Work instructions:
Could you set down exactly the lines that start at the one containing "I commented somewhere" and end at the final line of the material below?

The data:
========================

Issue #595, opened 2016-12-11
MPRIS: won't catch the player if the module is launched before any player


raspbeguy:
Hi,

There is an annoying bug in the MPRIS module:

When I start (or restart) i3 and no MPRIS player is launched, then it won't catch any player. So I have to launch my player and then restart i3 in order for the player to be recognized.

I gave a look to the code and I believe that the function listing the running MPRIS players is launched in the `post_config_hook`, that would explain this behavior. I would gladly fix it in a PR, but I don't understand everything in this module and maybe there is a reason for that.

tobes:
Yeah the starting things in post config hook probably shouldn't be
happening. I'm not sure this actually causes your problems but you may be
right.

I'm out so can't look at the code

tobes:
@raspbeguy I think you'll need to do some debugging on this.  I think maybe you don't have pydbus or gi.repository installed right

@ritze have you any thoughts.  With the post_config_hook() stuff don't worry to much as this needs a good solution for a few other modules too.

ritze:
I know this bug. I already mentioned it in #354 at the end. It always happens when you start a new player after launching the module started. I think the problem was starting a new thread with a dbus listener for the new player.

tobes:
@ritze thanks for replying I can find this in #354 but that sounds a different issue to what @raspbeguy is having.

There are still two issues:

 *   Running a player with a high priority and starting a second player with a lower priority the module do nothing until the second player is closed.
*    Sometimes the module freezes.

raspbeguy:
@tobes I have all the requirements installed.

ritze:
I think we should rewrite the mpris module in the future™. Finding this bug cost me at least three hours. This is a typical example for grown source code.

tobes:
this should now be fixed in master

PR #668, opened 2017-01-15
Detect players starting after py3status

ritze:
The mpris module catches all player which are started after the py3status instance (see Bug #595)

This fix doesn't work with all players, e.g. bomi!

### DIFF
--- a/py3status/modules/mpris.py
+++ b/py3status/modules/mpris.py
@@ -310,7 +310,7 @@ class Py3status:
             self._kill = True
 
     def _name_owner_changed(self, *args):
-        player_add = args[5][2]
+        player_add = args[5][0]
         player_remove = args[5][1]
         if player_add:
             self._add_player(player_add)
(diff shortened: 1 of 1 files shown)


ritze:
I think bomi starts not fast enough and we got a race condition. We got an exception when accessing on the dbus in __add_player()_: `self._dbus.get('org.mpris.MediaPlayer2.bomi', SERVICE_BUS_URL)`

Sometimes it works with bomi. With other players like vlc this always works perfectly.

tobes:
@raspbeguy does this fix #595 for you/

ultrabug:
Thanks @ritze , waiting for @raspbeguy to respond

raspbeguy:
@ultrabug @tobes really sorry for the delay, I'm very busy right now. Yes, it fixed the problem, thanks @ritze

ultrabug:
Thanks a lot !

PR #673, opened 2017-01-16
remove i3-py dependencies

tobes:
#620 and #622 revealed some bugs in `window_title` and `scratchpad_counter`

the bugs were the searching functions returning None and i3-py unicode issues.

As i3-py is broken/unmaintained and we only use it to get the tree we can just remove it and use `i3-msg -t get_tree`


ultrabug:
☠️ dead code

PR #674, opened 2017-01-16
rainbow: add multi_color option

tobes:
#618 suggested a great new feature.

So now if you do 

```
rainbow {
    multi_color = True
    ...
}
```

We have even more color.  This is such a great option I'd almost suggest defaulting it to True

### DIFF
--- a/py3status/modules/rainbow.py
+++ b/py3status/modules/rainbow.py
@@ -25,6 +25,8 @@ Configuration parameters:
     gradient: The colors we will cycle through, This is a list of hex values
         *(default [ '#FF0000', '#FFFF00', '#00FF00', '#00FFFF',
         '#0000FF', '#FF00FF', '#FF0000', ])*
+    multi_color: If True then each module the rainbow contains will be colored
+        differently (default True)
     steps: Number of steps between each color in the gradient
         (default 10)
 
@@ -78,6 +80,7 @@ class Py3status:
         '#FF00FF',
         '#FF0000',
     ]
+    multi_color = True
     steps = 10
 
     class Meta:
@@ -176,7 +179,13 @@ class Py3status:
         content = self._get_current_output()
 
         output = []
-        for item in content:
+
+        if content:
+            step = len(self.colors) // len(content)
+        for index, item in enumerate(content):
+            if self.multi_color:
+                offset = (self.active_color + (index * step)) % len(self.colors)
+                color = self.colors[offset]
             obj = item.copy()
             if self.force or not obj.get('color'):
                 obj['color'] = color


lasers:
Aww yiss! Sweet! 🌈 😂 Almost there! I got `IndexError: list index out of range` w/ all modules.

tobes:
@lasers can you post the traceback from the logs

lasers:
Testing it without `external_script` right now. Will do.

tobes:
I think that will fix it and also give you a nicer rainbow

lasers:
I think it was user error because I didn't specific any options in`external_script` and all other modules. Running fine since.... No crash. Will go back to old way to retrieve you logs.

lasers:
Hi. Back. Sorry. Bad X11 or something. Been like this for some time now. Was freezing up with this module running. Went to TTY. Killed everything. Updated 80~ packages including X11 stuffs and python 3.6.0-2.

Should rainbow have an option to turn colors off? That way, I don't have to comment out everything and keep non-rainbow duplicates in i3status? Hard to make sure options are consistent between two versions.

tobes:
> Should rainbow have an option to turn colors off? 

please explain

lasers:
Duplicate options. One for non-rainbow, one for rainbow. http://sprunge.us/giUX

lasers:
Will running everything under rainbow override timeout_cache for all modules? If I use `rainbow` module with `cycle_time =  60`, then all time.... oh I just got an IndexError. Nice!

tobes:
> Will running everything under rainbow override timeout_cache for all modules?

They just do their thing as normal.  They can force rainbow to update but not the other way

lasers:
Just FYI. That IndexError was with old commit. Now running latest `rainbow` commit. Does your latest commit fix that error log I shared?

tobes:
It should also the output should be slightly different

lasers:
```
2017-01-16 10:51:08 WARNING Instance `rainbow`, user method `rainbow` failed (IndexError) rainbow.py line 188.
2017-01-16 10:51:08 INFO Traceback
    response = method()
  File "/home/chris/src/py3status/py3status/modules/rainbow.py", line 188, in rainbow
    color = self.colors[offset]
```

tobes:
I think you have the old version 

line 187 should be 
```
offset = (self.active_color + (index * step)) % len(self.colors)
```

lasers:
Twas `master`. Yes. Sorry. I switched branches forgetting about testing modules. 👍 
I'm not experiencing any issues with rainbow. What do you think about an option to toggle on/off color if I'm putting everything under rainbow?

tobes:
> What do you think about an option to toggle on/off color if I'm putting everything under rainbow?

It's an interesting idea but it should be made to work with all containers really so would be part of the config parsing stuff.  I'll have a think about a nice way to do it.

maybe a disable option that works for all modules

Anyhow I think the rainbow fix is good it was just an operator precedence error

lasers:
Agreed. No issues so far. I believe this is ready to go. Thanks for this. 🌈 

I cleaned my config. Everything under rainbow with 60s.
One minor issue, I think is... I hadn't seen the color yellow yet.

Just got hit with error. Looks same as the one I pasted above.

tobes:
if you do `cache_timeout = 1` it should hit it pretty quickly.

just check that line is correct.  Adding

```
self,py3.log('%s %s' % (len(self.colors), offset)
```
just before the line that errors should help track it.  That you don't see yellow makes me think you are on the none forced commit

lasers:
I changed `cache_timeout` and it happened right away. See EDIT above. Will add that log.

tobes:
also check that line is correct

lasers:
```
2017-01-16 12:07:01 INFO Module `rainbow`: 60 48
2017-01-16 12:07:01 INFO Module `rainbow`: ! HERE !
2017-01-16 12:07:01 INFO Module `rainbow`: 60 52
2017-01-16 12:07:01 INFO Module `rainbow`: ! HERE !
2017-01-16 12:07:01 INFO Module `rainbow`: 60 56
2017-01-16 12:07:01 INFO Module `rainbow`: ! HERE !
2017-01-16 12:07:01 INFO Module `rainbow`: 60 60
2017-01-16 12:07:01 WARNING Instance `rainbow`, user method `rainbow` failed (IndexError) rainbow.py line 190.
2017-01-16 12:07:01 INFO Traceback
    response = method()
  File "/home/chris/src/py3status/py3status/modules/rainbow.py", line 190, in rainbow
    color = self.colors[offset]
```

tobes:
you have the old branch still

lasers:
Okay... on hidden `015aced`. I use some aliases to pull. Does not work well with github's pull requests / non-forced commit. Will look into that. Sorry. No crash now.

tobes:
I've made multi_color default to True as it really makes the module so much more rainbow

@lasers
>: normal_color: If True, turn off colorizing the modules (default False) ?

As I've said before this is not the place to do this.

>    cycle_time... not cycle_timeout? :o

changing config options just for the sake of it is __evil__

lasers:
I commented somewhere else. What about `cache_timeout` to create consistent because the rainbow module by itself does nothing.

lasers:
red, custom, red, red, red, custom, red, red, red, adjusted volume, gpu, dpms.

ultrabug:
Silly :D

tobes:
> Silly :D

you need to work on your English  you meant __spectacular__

========================

Output:
I commented somewhere else. What about `cache_timeout` to create consistent because the rainbow module by itself does nothing.

lasers:
red, custom, red, red, red, custom, red, red, red, adjusted volume, gpu, dpms.

ultrabug:
Silly :D

tobes:
> Silly :D

you need to work on your English  you meant __spectacular__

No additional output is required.